The DNA damage-binding protein 2 (DDB2) is an adapter protein that can direct a modular Cul4-DDB1-RING E3 Ligase complex to sites of ultraviolet light-induced DNA damage to ubiquitinate substrates during nucleotide excision repair. The DDB2 transcript is ultraviolet-inducible; therefore, its regulation is likely important for its function. Curiously, the DDB2 mRNA is reportedly short-lived, but the transcript does not contain any previously characterized cis-acting determinants of mRNA stability in its 3' untranslated region (3'UTR). Here, we used a tetracycline regulated d2EGFP reporter construct containing specific 3'UTR sequences from DDB2 to identify novel cis-acting elements that regulate mRNA stability. Synthetic 3'UTRs corresponding to sequences as short as 25 nucleotides from the central region of the 3'UTR of DDB2 were sufficient to accelerate decay of the heterologous reporter mRNA. Conversely, these same 3'UTRs led to more rapid induction of the reporter mRNA, export of the message to the cytoplasm and the subsequent accumulation of the encoded reporter protein, indicating that this newly identified cis-acting element affects transcriptional and post-transciptional processes. These results provide clear evidence that nuclear and cytoplasmic processing of the DDB2 mRNA is inextricably linked.

The role of mRNA decay in p53-induced gene expression.

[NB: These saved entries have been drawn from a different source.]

PR #1453, opened 2017-06-14
Shard placements don't hardcode nodename and nodeport

### LINKED ISSUE #1449: pg_dist_shard_placement changes for 7.0
This issue supersedes #1414, which contains the motivation and some discussion.

Time estimate:
- 3 days

Tasks:
- [x] Rename `pg_dist_shard_placement_placementid_seq` to `pg_dist_placement_placementid_seq`
- [x] Create a `pg_dist_placement` table.
    ```sql
    CREATE TABLE pg_dist_placement(
      placementid bigint not null default nextval('pg_dist_placement...'),
      shardid bigint not null,
      shardstate integer not null,
      shardlength bigint not null,
      groupid integer not null
    )
    ```
- [x] Create a function to lookup the group for a (nodename, nodeport) pair
- [x] Fill `pg_dist_placement` with the previous contents of `pg_dist_shard_placement`.
- [x] Drop `pg_dist_shard_placement` and replace it with a view (which joins against pg_dist_node)
    ```sql
    CREATE VIEW pg_dist_shard_placement AS
    SELECT shardid, shardstate, shardlength, placementid, nodename, nodeport
    FROM pg_dist_placement placement INNER JOIN pg_dist_node node ON (
        placement.groupid = node.groupid AND node.noderole = 'primary'
    );
    ```
    (This will be slightly different depending on whether `noderole` is added before or after this)
- [x] Update `metadata_sync.c` to sync `pg_dist_placement` rather than `pg_dist_shard_placement`.
- [x] `UpdateShardPlacementState` is a self-contained refactor.
- [x] `TupleToShardPlacement` should be updated to use `pg_dist_shard`.
- [x] `ShardPlacement` should be updated to match `pg_dist_placement` (`groupid` in lieu of `node{name,port}`)
  - If this doesn't happen then the future callers of `DeleteShardPlacementRow` don't have a `groupid` to pass it.
- [x] `InsertShardPlacementRow` and callers need to be updated.
- [x] `DeleteShardPlacementRow` and callers need to use `groupid` rather than `nodename`/`nodeport`.
- [x] `NodeHasActiveShardPlacements` needs to read from `pg_dist_node` and `pg_dist_placement`. Ideally it could read from the cached metadata?
- [x] `BuildShardPlacementList` should read from `pg_dist_placement`. Unclear whether it should return raw placements or directly do the joining with `pg_dist_node`.
- [x] `BuildCachedShardList` needs a refactor. We can probably get away with keeping the same data in the metadata cache, but when populating it we need to join against the `WorkerNodeHash` and find the primary node. Possibly we only store the primary node when building the `WorkerNodeHash`?
- [ ] Make sure invalidation still works, that we invalidate the cached shard placement when either the `pg_dist_node` or `pg_dist_placement` row is invalidated.
- [x] More changes to `metadata_cache.c`, functions like `DistShardPlacementRelationId` should use from the new table.
- [ ] Update `DeleteAllReferenceTablePlacementsFromNode` and all comments in `reference_table_utils` which reference `pg_dist_shard_placement`.
- [x] Drop `pg_dist_shard_placement_nodeid_index` and `DistShardPlacementNodeidIndexId` (unused)
- [x] Some comments in `worker_drop_protocol.c` should be changed to refer to the new table name
- [x] Also do something about `pg_dist_shard_placement_placementid_index`
- [ ] `master_disable_node` should become `maste_disable_group`? Same with `master_activate_node`.

lithp:
Fixes #1449


src/backend/distributed/connection/placement_connection.c
```diff
@@ -559,6 +559,8 @@ StartColocatedPlacementConnection(uint32 flags, ShardPlacement *placement,
 	 */
 	if (placement->partitionMethod != DISTRIBUTE_BY_HASH)
 	{
+		// TODO: This is where we place a function mapping groupid -> nodename, nodeport
+		// flags can later tell us whether secondaries are okay
```
lithp: @marcocitus My current plan is to remove nodename and nodeport from `ShardPlacement`. That would mean that here we lookup which node to actually connect to for a given group. Do you think that's reasonable considering a future where we might want to add logic which returns the preferred node given some information on the current query/transaction?

anarazel:
On 2017-06-14 09:46:14 -0700, Brian Cloutier wrote:
> lithp commented on this pull request.
> 
> 
> 
> > @@ -559,6 +559,8 @@ StartColocatedPlacementConnection(uint32 flags, ShardPlacement *placement,
>  	 */
>  	if (placement->partitionMethod != DISTRIBUTE_BY_HASH)
>  	{
> +		// TODO: This is where we place a function mapping groupid -> nodename, nodeport
> +		// flags can later tell us whether secondaries are okay
> 
> @marcocitus My current plan is to remove nodename and nodeport from `ShardPlacement`. That would mean that here we lookup which node to actually connect to for a given group. Do you think that's reasonable considering a future where we might want to add logic which returns the preferred node given some information on the current query/transaction?

I'm quite doubtful that's a good idea, we look that information up
frequently and in a good number of places.  What's the reason for
removing it?

lithp:
@anarazel Because `pg_shard_placement` won't have `nodename` and `nodeport`, so `ShardPlacement` won't be a good representation of the row it represents. 

An alternative is to do the extra lookup in `TupleToShardPlacement` but there it doesn't know whether we're inside a transaction or what query we're running, so in the future it won't have a good way of knowing which node to use when filling the placement.

Another alternative is to keep the fields but only populate them when needed, but that gets complicated an error prone, we have to keep track of whether the fields have been populated to a given `ShardPlacement`.

anarazel:
On 2017-06-14 10:10:35 -0700, Brian Cloutier wrote:
> @anarazel Because `pg_shard_placement` won't have `nodename` and `nodeport`, so `ShardPlacement` won't be a good representation of the row it represents. 

I think it's perfectly reasonable to have different in-memory and
on-disk datastructures, when they've different goals.

> An alternative is to do the extra lookup in `TupleToShardPlacement`
> but there it doesn't know whether we're inside a transaction or what
> query we're running, so in the future it won't have a good way of
> knowing which node to use when filling the placement.

I don't think that's right.  We shouldn't use the same placement for
different nodes depending on the current configuration, i.e. the
selection should be among different ShardPlacement, not anything
else. We want to be able to cache the ShardPlacements and use them for
purposes of identifying which connection has done what.

> Another alternative is to keep the fields but only populate them when
> needed, but that gets complicated an error prone, we have to keep
> track of whether the fields have been populated to a given
> `ShardPlacement`.

Yea, that seems worse.

- Andres

src/backend/distributed/connection/placement_connection.c
marcocitus: Can't the nodename/nodeport in ShardPlacement just reflect the name and port of the current primary of the group? Renaming it could make sense. Removing it seems impractical given how many code paths rely on those variables.

lithp:
@marcocitus Okay, the tests are passing. There's still some cleanup to do here but it's ready for some preliminary looking at.

marcocitus:
> By messing with pg_dist_node it's easy to get the database into a state where it refuses to do much work. If you run any command which attempts to read a shard placement it'll error out if the relevant groupid can't be found in pg_dist_node.

In the past we've treated these placements as inactive. Can we continue to do the same and not set the nodename/nodeport?

src/backend/distributed/citus--7.0-1--7.0-2.sql
```diff
@@ -0,0 +1,86 @@
...
+  ON DELETE TO pg_dist_shard_placement DO INSTEAD
+  DELETE FROM pg_dist_placement WHERE placementid=OLD.placementid;
+
+CREATE RULE pg_dist_shard_placement_update AS
+  ON UPDATE TO pg_dist_shard_placement DO INSTEAD
+  UPDATE pg_dist_placement
+    SET shardid = NEW.shardid, shardstate = NEW.shardstate,
+        shardlength = NEW.shardlength,
+	groupid = citus.find_groupid_for_node(NEW.nodename, NEW.nodeport)
+    WHERE placementid = NEW.placementid;
```
marcocitus: should this be `OLD.placementid` in case someone is updating the placement ID?

src/backend/distributed/master/master_metadata_utility.c
```diff
@@ -681,42 +711,56 @@ BuildShardPlacementList(ShardInterval *shardInterval)
...
+		TupleDesc tupleDescriptor = RelationGetDescr(pgPlacement);
 
 		ShardPlacement *placement = TupleToShardPlacement(tupleDescriptor, heapTuple);
+
+		uint32 groupId = placement->groupId;
+		WorkerNode *worker = NodeForGroup(groupId);
+
+		if (worker == NULL)
+		{
+			ereport(ERROR, (errmsg("the metadata is inconsistent"),
```
marcocitus: What if we treat this placement as inactive instead? That's what we've generally done if a node is not in pg_dist_node / pg_worker_list.conf. This may require some changes to code paths that handle inactive placements.

src/backend/distributed/utils/node_metadata.c
```diff
@@ -478,10 +529,17 @@ RemoveNodeFromCluster(char *nodeName, int32 nodePort)
...
 
-	DeleteNodeRow(nodeName, nodePort);
-
 	DeleteAllReferenceTablePlacementsFromNode(nodeName, nodePort);
 
+	hasAnyShardPlacements = NodeHasShardPlacements(nodeName, nodePort,
+												   onlyConsiderActivePlacements);
+	if (hasAnyShardPlacements)
+	{
+		ereport(ERROR, (errmsg("you cannot remove a node which has shard placements")));
```
marcocitus: Why consider inactive placements? Also, Were we planning to delete inactive shard placements?

src/test/regress/expected/multi_repair_shards.out
```diff
@@ -1,4 +1,6 @@
 ALTER SEQUENCE pg_catalog.pg_dist_shardid_seq RESTART 820000;
+SELECT groupid AS worker_2_group FROM pg_dist_node WHERE nodeport=:worker_2_port \gset
+SELECT groupid AS worker_1_group FROM pg_dist_node WHERE nodeport=:worker_1_port \gset
```
marcocitus: I would be kind of nice if we just set :worker_1_group to 1, and :worker_2_group to 2 for all tests and would then be able to use `SELECT master_add_node('localhost', :worker_1_port, group_id := :worker_1_group)` such that the group IDs are always known.

CHANGELOG.md
```diff
@@ -1,3 +1,7 @@
+### citus v7.0 (in development) ###
+
+* Replaces pg_dist_shard_placement metadata table with pg_dist_placement
```
marcocitus: We usually only add changelog entries for releases.

marcocitus:
> Add parameters to master_add_node(), allowing specifying a groupid

Yes.

> Replace master_disable_node() and master_activate_node() with master_disable_group() and master_disable_group()?

I don't think we need to change them right now. It's probably worth writing down what active vs. inactive means in the context of primaries vs. secondaries.

> Make it harder to mess up the metadata, disallow removing nodes if there are any placements?

I've been wondering whether we can add a foreign key from pg_dist_placement to pg_dist_node, but this probably won't work when we add node roles.

src/backend/distributed/citus--7.0-1--7.0-2.sql
lithp: Good question, I'll play with it and find out

src/backend/distributed/utils/node_metadata.c
lithp: This is linked to the decision above, if we allow removing nodes while there are still placements then removing a node with an inactive placement gets the system into a state where queries start erroring out.

src/test/regress/expected/multi_repair_shards.out
lithp: `:worker_1_group` might work but the second worker's group changes a ton, tests keep removing and adding the second node and it gets a new group every time.

CHANGELOG.md
lithp: I wasn't sure what to do here, I can remove this change but it seems preferable for commits to update the changelog when they touch something user facing? Having a useful git blame sounds nice this makes it less likely we'll forget to add something to the log when doing the release.

lithp:
> I've been wondering whether we can add a foreign key from pg_dist_placement to pg_dist_node, but this probably won't work when we add node roles.

This would work for now but won't work once groupid isn't unique. Once we have multiple nodes per group this could be made to work by adding a `pg_dist_group` table both `pg_dist_node` and `pg_dist_placement` have foreign keys to but that sounded like it might be too complicated if all we're getting is metadata that's easier to keep consistent.

src/backend/distributed/citus--7.0-1--7.0-2.sql
lithp: I wrote this assuming that it would disallow changing the `placementid` but it's worth making sure that's true.

src/backend/distributed/utils/node_metadata.c
lithp: Also, deleting inactive shard placements would be nice, I really wish we could make that foreign key! Without it reliably deleting them is difficult.

src/backend/distributed/master/master_metadata_utility.c
lithp: I considered two options:
- Don't return any ShardPlacements without a matching node, the other functions don't even see them
- Leave an empty nodeName/nodePort. 

The first one seemed nice but difficult to revert if we later had a function which wanted inactive shard placements.

The second one seemed bad for the same reasons removing nodeName/nodePort from ShardPlacement seemed bad, it potentially changes a lot of call sites!

I'm looking into it now, coming up with a list of functions which need to be changed.

src/backend/distributed/utils/node_metadata.c
marcocitus: Maybe add a `DeletePlacementsFromGroup(int groupId)` function that does a scan on groupid and performs `simple_heap_delete`s.

src/test/regress/expected/multi_repair_shards.out
marcocitus: but if we could specify it in `master_add_node` we could fix that, right?

(this is entirely optional)

CHANGELOG.md
marcocitus: That does sound reasonable. Could you check with @jasonmp85 on the right way to do this?

(iirc, the build scripts parse the changelog and are fairly strict about versioning and such)

src/backend/distributed/master/master_metadata_utility.c
lithp: Writing a longer comment with examples but the short version is that leaving ShardPlacements with empty nodeName/nodePort is error-prone and requires a lot of changes. Error-prone because there's no indication that `nodeName` might be `NULL` and did you know `strncmp(str, NULL, n)` is undefined?

If being so trigger-happy about erroring out isn't okay and we want to change these call sites, I'd feel more comfortable if we made a `GroupShardPlacement` and a `NodeShardPlacement`, this function returns `GroupShardPlacements` and later functions (such as `FinalizedShardPlacementList`) resolve them to `NodeShardPlacements` when required.

CHANGELOG.md
jasonmp85: I've been wanting to do this for a while. This `CHANGELOG` actually isn't parsed by anything (that's the `debian/changelog` file and `%changelog` in RPM spec files).

Make the header say `### citus v7.0.0 (Unreleased) ###` and you're good to go.

src/backend/distributed/utils/metadata_cache.c
```diff
@@ -301,10 +301,12 @@ LoadShardInterval(uint64 shardId)
 
 
 /*
- * LoadShardPlacement returns the, cached, metadata about a shard placement.
+ * LoadShardPlacement returns the cached shard placement metadata
  *
  * The return value is a copy of the cached ShardPlacement struct and may
  * therefore be modified and/or freed.
+ *
+ * CAUTION: The ShardPlacements returned by this function may have a NULL nodeName
```
marcocitus: What's the reason we don't want to error out in this function?

lithp: There's only one caller and it doesn't touch the nodeName

src/backend/distributed/utils/node_metadata.c
lithp: @marcocitus I added a call to a newely created `DeleteAllShardPlacementesFromGroup` here which seems to work but surfaces a new error later on:

```
 DROP TABLE cluster_management_test;
+WARNING:  could not find any shard placements for shardId 1220001
+CONTEXT:  SQL statement "SELECT master_drop_all_shards(v_obj.objid, v_obj.schema_name, v_obj.object_name)"
+PL/pgSQL function citus_drop_trigger() line 21 at PERFORM
```

I think it's probably not safe to also delete any `ShardInterval`s which have been abandoned?

src/test/regress/expected/multi_repair_shards.out
lithp: I'm planning on addressing this, and adding `groupid` to master_add_node(), in the PR where we add `noderole`.

lithp:
@marcocitus I addressed the smaller comments and rebased and I think this is ready for you to look at again:

- I added a `GroupShardPlacement` but kept the existing `ShardPlacement` as-is to reduce the size of this PR. I also pushed the point where it resolves from when the cache is built to `ShardPlacementList`.

- I make a branch which deletes inactive placements when you remove nodes, but that breaks other code-paths because it's not possible to have orphaned shards (shards without placements). I hesitated to cascade to the orphaned shards because that sounds very difficult to recover from as a user. This PR's current behavior, where you can't remove nodes if there are any inactive placements, isn't so bad?

- I still have to double-check that the update rule on pg_dist_shard_placement doesn't let you change the placementid.

src/include/distributed/master_metadata_utility.h
```diff
@@ -69,14 +69,32 @@ typedef struct ShardInterval
...
+	RelayFileState shardState;
+	uint32 groupId;
+} GroupShardPlacement;
+
+
+/* A GroupShardPlacement which has had some extra data resolved */
 typedef struct ShardPlacement
 {
+	/*
+	 * careful, the rest of the code assumes this exactly matches GroupShardPlacement
```
marcocitus: The compiler could still mess things up by packing the struct. It would be safer to copy fields individually.

src/test/regress/expected/multi_metadata_sync.out
```diff
@@ -101,8 +101,8 @@ HINT:  Connect to worker nodes directly to manually change schemas of affected o
...
 ------------------------------------------------------------------------------------------------------------------------------------------------------------------------------------------------------------------------------------------------------------------------------------------------------------------------------------------------------------------------------------------------------------------------------------------------------------------------------------------------------------------------------------------------------------------------------------------------------------------------------------------------------------------------------------------------------------------------------------------------------------------------------------------------------------------------
- TRUNCATE pg_dist_node
  SELECT worker_drop_distributed_table(logicalrelid) FROM pg_dist_partition
+ TRUNCATE pg_dist_node
```
marcocitus: What happens if this is above `worker_drop_distributed_table`?

src/test/regress/expected/multi_cluster_management.out
```diff
@@ -354,7 +352,7 @@ BEGIN;
 SELECT master_add_node('localhost', :worker_2_port);
            master_add_node           
 -------------------------------------
- (14,14,localhost,57638,default,f,t)
+ (13,13,localhost,57638,default,f,t)
```
marcocitus: to make the tests more robust to change, it would be nice to hide the groupid where possible. e.g. `SELECT 1 FROM master_add_node(...)`

src/backend/distributed/citus--7.0-1--7.0-2.sql
```diff
@@ -0,0 +1,86 @@
+/* citus--7.0-1--7.0-2.sql */
+
```
marcocitus: Should we do the rename of the groupid and nodeid sequences here?

src/test/regress/expected/multi_mx_modifications.out
```diff
@@ -446,6 +446,15 @@ END;
 COMMIT
 -- verify interaction of default values, SERIAL, and RETURNING
 \set QUIET on
+-- make sure this test always returns the same output no matter which tests have run
+SELECT last_value, min_value, max_value FROM app_analytics_events_mx_id_seq \gset
+ALTER SEQUENCE app_analytics_events_mx_id_seq NO MINVALUE NO MAXVALUE;
+SELECT setval('app_analytics_events_mx_id_seq'::regclass, 3940649673949184);
+      setval      
+------------------
+ 3940649673949184
```
marcocitus: Does this value have some special significance? or could we have used anything?

src/include/distributed/master_metadata_utility.h
anarazel: The compiler isn't allowed to pack structs without explicit instructions, would be an ABI violation (and cause crashes on a lot of platforms).

anarazel: But if you actually want to express this, it should probably just embed the other struct?

src/test/regress/expected/multi_mx_modifications.out
lithp: Nope, this is just the value which was already being used, by doing this I could leave the rest of the test alone and prove that this big change didn't change any behavior.

src/backend/distributed/citus--7.0-1--7.0-2.sql
lithp: Maybe that should be a separate PR? They seem super easy to rebase onto each other I can open another PR for it soon.

src/test/regress/expected/multi_cluster_management.out
lithp: Okay, good point.

src/test/regress/expected/multi_metadata_sync.out
lithp: I should try it again now that I've pushed back resolving the shard placement, but it used to fail because the placements didn't have associated nodes. Actually it probably still will, because we'll want to read out the node the placements are on in order to delete them.

src/include/distributed/master_metadata_utility.h
lithp: > But if you actually want to express this, it should probably just embed the other struct?

I thought about that but that requires an even bigger change, have to go change every place those fields are accessed. It's probably the right answer though, I'll push another commit

lithp:
@marcocitus For squashing, should I break this into multiple commits or squash it into one big one?

marcocitus:
If this can be separated into a small number of meaningful commits that would be nice.

src/backend/distributed/citus--7.0-2--7.0-3.sql
```diff
@@ -0,0 +1,86 @@
...
+  ON DELETE TO pg_dist_shard_placement DO INSTEAD
+  DELETE FROM pg_dist_placement WHERE placementid=OLD.placementid;
+
+CREATE RULE pg_dist_shard_placement_update AS
+  ON UPDATE TO pg_dist_shard_placement DO INSTEAD
+  UPDATE pg_dist_placement
+    SET shardid = NEW.shardid, shardstate = NEW.shardstate,
+        shardlength = NEW.shardlength,
+	groupid = citus.find_groupid_for_node(NEW.nodename, NEW.nodeport)
+    WHERE placementid = NEW.placementid;
```
marcocitus: Should change this to `OLD.placementid`. Updating the `placementid` gives a weird `UPDATE 0`.

src/backend/distributed/connection/placement_connection.c
```diff
@@ -240,7 +240,7 @@ StartPlacementConnection(uint32 flags, ShardPlacement *placement, const char *us
 		userName = freeUserName = CurrentUserName();
 	}
 
-	key.placementId = placement->placementId;
+	key.placementId = placement->placement.placementId;
```
marcocitus: We're introducing a lot of ambiguous naming in this last commit. I'm kind of inclined to omit the commit for the moment, merge this PR, and then maybe do the embedding a little more structurally (e.g. rename ShardPlacement to NodeShardPlacement and rename variables accordingly). What do you think?

src/backend/distributed/citus--7.0-1--7.0-2.sql
lithp: Fixed the original commit. Annoyingly the `UPDATE` still goes through when you attempt to update placementid but the tuple is unchanged.

src/backend/distributed/connection/placement_connection.c
lithp: That seems reasonable, about to do a giant rebase where I squash I'll leave it out

lithp:
Assuming travis likes it this is all yours!

src/backend/distributed/citus--7.0-1--7.0-2.sql
```diff
@@ -1,6 +1,5 @@
 /* citus--7.0-1--7.0-2.sql */
 
-/* redefine shard_name as STRICT */
```
marcocitus: this seems unnecessary

src/backend/distributed/citus--7.0-2--7.0-3.sql
```diff
@@ -0,0 +1,86 @@
...
+  ON DELETE TO pg_dist_shard_placement DO INSTEAD
+  DELETE FROM pg_dist_placement WHERE placementid=OLD.placementid;
+
+CREATE RULE pg_dist_shard_placement_update AS
+  ON UPDATE TO pg_dist_shard_placement DO INSTEAD
+  UPDATE pg_dist_placement
+    SET shardid = NEW.shardid, shardstate = NEW.shardstate,
+        shardlength = NEW.shardlength,
+	groupid = citus.find_groupid_for_node(NEW.nodename, NEW.nodeport)
+    WHERE placementid = OLD.placementid;
```
marcocitus: it's also missing a `SET placementid = NEW.placementid`.

src/backend/distributed/master/master_metadata_utility.c
```diff
@@ -834,25 +863,24 @@ InsertShardPlacementRow(uint64 shardId, uint64 placementId,
...
 	heapTuple = heap_form_tuple(tupleDescriptor, values, isNulls);
 
-	CatalogTupleInsert(pgDistShardPlacement, heapTuple);
+	CatalogTupleInsert(pgDistPlacement, heapTuple);
 
 	CitusInvalidateRelcacheByShardId(shardId);
 
 	CommandCounterIncrement();
-	heap_close(pgDistShardPlacement, RowExclusiveLock);
+	heap_close(pgDistPlacement, RowExclusiveLock);
```
marcocitus: not this PR's fault, but we should keep the `RowExclusiveLock` (replace with `NoLock`)

src/backend/distributed/master/master_metadata_utility.c
```diff
@@ -1045,73 +1073,54 @@ DeleteShardRow(uint64 shardId)
...
+	simple_heap_delete(pgDistPlacement, &heapTuple->t_self);
 	systable_endscan(scanDescriptor);
 
 	CitusInvalidateRelcacheByShardId(shardId);
 
 	CommandCounterIncrement();
-	heap_close(pgDistShardPlacement, RowExclusiveLock);
-
-	return placementId;
+	heap_close(pgDistPlacement, RowExclusiveLock);
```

The p53 tumor suppressor is a DNA-damage-responsive sequence-specific transcriptional activator. The sustained activation of the p53 response is incompatible with cell growth and viability. To circumvent this issue, a variety of negative feedback loops exist to limit the duration of p53 activation. Despite our understanding of p53 regulation, very little is known about the effect of transient p53 activation on the long-term expression of p53 target genes. Here we used a temperature-sensitive variant of p53 and oligonucleotide microarrays to monitor gene expression during and following reversible p53 activation. The expression of most p53-induced transcripts was rapidly reversible, consistent with active mRNA decay. Representative 3' UTRs derived from short-lived transcripts (i.e., DDB2 and GDF15) conferred instability on a heterologous mRNA, while 3' UTRs derived from more stable transcripts (i.e., CRYAB and TP53I3) did not. The 3' UTRs derived from unstable p53-induced mRNAs were significantly longer than those derived from stable mRNAs. These 3' UTRs had high uridine and low cytosine content, leading to a higher density of U-, AU-, and GU-rich sequences. Remarkably, short-lived p53 targets were induced faster, reaching maximum transcript levels earlier than the stable p53 targets. Taken together, the evidence indicates that the p53 transcriptional response has evolved with primarily short-lived target mRNAs and that post-transcription processes play a prominent role in the p53 response.